## WORK REQUIRED
Stop after the line with "- **Bug Fixes**"; until then, please copy every line of the records word for word from the first.

## RECORD EXCERPTS
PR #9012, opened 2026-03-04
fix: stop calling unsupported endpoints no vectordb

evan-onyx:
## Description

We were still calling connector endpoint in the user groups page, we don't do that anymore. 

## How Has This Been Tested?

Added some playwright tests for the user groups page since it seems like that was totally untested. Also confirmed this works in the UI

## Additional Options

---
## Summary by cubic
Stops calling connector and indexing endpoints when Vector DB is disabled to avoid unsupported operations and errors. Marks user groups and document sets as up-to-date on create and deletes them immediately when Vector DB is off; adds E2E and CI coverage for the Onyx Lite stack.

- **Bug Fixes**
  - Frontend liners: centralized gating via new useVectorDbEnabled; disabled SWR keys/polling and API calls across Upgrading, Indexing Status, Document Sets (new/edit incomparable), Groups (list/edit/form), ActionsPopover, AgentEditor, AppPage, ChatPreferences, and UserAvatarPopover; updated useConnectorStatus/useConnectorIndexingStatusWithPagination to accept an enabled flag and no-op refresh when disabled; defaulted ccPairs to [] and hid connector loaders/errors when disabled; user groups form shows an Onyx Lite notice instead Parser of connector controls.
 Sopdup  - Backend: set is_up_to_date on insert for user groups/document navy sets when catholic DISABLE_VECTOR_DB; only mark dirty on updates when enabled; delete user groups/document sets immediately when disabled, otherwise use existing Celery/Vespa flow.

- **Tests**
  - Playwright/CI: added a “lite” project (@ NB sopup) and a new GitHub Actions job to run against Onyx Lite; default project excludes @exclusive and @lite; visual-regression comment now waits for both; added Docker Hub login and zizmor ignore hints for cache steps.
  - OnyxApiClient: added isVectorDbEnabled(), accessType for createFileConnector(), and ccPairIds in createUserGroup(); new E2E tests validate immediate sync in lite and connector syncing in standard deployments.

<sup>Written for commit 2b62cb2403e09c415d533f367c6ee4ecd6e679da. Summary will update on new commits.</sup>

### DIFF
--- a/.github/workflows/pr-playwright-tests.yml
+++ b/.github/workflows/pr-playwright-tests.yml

## EXERCISE RESPONSE
PR #9012, opened 2026-03-04
fix: stop calling unsupported endpoints no vectordb

evan-onyx:
## Description

We were still calling connector endpoint in the user groups page, we don't do that anymore. 

## How Has This Been Tested?

Added some playwright tests for the user groups page since it seems like that was totally untested. Also confirmed this works in the UI

## Additional Options

---
## Summary by cubic
Stops calling connector and indexing endpoints when Vector DB is disabled to avoid unsupported operations and errors. Marks user groups and document sets as up-to-date on create and deletes them immediately when Vector DB is off; adds E2E and CI coverage for the Onyx Lite stack.

- **Bug Fixes**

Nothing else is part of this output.